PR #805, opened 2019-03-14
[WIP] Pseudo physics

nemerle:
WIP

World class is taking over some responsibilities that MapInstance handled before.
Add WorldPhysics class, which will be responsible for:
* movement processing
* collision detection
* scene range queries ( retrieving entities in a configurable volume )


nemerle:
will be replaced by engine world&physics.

####

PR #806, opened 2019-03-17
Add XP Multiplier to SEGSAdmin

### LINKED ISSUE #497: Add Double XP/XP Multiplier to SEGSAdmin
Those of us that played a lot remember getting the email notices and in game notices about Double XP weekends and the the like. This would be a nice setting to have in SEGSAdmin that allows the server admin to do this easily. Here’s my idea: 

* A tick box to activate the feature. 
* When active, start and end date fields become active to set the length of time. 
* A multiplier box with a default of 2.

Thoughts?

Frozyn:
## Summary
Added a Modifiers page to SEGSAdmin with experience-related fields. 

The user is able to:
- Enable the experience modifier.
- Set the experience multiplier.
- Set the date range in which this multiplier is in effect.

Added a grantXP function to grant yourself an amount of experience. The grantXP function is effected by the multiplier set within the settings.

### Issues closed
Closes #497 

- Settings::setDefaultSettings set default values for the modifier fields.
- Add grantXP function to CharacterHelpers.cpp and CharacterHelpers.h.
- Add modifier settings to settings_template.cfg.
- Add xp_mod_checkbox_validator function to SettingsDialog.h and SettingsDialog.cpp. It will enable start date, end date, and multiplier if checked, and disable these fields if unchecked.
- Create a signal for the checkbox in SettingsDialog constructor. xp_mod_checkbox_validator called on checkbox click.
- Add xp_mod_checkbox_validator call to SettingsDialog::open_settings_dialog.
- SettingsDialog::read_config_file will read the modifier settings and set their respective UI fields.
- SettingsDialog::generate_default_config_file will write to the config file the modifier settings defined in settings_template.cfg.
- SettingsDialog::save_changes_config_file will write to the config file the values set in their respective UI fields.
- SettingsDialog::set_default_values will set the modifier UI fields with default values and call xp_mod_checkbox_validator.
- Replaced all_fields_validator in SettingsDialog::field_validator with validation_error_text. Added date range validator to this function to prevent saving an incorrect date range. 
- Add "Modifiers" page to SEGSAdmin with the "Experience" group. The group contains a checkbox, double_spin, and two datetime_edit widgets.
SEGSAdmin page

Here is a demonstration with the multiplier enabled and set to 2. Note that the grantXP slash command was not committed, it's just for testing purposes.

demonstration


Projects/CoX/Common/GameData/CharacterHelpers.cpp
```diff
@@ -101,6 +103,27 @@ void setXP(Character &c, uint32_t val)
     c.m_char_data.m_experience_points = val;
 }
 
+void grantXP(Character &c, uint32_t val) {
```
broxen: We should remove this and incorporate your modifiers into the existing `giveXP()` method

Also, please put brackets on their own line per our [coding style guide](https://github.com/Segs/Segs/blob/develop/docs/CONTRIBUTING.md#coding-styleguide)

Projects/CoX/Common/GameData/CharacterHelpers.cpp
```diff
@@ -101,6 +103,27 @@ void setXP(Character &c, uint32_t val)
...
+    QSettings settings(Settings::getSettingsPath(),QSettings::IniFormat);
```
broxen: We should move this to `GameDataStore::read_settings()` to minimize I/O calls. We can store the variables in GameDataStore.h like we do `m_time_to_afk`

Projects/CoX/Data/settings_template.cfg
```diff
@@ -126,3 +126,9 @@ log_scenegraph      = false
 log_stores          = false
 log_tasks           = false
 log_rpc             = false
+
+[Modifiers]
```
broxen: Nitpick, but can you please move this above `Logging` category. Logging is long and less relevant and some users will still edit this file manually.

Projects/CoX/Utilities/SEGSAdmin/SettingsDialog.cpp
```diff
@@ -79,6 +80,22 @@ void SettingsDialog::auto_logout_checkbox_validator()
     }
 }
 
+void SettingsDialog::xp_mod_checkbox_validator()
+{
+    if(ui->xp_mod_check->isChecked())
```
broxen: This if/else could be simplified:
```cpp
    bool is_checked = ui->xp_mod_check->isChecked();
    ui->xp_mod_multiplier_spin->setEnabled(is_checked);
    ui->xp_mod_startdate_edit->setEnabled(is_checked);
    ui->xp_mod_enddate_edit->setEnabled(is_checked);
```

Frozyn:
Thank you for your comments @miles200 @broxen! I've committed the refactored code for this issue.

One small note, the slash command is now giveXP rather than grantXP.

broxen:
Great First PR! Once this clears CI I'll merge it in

####

» **What is being asked**:
Filter the data above, keeping only lines that include the string "values".

» **Solution to this task**:
- Settings::setDefaultSettings set default values for the modifier fields.
- SettingsDialog::save_changes_config_file will write to the config file the values set in their respective UI fields.
- SettingsDialog::set_default_values will set the modifier UI fields with default values and call xp_mod_checkbox_validator.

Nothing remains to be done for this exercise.